• _ASSIGNMENT_: Using the data that follows, return exactly the lines from the one that contains "(gs.date_id::date - 1)::text" through the one that contains "PR. No blockers from me.", ends included.

• _Collected data entries_:
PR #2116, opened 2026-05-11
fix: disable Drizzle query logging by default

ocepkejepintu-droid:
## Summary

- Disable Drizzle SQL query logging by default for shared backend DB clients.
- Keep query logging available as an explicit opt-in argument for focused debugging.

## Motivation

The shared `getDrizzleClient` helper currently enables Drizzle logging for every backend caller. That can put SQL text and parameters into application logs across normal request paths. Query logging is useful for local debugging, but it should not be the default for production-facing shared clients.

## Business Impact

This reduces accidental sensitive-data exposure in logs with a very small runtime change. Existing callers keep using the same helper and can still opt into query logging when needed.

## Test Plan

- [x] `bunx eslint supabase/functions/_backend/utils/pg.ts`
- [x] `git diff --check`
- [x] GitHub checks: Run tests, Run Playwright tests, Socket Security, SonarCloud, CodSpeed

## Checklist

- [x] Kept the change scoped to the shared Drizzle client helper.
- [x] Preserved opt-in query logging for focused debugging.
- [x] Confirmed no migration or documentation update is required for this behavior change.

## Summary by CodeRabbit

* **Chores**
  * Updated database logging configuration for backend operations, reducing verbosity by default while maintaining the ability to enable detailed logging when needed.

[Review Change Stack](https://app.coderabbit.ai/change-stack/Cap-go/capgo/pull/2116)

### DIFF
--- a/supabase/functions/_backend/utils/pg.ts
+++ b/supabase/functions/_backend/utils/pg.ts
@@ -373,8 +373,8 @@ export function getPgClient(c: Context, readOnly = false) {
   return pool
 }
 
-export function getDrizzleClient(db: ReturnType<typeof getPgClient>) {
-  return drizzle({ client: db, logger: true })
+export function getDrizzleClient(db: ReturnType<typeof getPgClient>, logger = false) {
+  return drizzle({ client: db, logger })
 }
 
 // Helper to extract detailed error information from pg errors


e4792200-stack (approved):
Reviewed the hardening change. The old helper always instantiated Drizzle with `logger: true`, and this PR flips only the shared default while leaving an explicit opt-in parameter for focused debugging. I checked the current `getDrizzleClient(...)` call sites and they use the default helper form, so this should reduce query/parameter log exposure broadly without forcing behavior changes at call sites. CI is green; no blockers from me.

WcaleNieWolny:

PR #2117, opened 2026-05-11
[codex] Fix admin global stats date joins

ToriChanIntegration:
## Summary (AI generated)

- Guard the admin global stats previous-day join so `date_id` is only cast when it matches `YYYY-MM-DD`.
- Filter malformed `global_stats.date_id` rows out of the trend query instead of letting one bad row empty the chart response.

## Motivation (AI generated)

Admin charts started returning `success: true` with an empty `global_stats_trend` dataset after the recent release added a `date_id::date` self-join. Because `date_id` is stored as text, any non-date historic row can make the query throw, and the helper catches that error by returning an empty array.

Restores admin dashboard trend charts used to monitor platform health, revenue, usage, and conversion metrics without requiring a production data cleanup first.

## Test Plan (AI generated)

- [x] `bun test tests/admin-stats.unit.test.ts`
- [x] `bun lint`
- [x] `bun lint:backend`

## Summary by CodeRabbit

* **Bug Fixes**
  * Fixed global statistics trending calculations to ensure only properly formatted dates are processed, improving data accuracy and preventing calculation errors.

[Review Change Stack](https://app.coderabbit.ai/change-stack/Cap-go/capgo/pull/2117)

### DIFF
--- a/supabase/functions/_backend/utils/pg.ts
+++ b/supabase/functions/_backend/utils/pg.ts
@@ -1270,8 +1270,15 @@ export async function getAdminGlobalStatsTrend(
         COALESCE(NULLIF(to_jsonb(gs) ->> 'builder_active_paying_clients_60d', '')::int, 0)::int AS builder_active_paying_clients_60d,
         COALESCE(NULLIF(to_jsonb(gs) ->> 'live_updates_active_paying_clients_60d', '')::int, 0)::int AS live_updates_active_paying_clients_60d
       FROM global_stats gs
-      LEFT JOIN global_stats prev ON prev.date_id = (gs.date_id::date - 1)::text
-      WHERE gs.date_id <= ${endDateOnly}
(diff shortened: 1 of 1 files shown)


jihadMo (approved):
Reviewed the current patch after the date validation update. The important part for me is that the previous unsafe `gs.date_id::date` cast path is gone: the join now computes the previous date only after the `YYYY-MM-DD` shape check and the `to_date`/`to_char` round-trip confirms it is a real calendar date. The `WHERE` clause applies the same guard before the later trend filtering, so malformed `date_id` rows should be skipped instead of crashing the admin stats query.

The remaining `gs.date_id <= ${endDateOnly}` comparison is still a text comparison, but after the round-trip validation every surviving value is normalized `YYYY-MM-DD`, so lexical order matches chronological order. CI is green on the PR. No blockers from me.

--

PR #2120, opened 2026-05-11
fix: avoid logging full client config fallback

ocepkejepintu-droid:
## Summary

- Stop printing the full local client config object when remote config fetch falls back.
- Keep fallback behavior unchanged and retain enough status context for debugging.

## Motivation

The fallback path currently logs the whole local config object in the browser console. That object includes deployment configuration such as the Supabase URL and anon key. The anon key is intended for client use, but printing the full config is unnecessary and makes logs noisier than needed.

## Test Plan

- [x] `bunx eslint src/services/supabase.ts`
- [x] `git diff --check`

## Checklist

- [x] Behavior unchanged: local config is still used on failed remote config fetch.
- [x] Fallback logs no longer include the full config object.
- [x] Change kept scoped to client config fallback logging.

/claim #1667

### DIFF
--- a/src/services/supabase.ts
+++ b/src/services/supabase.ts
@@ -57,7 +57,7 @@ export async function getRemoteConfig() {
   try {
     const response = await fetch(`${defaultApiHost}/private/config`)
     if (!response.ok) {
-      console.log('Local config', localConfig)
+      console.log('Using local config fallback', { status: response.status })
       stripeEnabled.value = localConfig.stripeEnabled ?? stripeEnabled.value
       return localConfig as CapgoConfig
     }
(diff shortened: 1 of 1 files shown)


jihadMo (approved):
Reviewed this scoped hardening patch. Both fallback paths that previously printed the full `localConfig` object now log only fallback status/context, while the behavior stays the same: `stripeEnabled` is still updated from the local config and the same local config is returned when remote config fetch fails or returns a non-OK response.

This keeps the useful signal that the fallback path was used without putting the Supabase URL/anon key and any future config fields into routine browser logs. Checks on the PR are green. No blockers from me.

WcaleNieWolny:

• _OUTPUT BELOW_:
-      LEFT JOIN global_stats prev ON prev.date_id = (gs.date_id::date - 1)::text
-      WHERE gs.date_id <= ${endDateOnly}
(diff shortened: 1 of 1 files shown)


jihadMo (approved):
Reviewed the current patch after the date validation update. The important part for me is that the previous unsafe `gs.date_id::date` cast path is gone: the join now computes the previous date only after the `YYYY-MM-DD` shape check and the `to_date`/`to_char` round-trip confirms it is a real calendar date. The `WHERE` clause applies the same guard before the later trend filtering, so malformed `date_id` rows should be skipped instead of crashing the admin stats query.

The remaining `gs.date_id <= ${endDateOnly}` comparison is still a text comparison, but after the round-trip validation every surviving value is normalized `YYYY-MM-DD`, so lexical order matches chronological order. CI is green on the PR. No blockers from me.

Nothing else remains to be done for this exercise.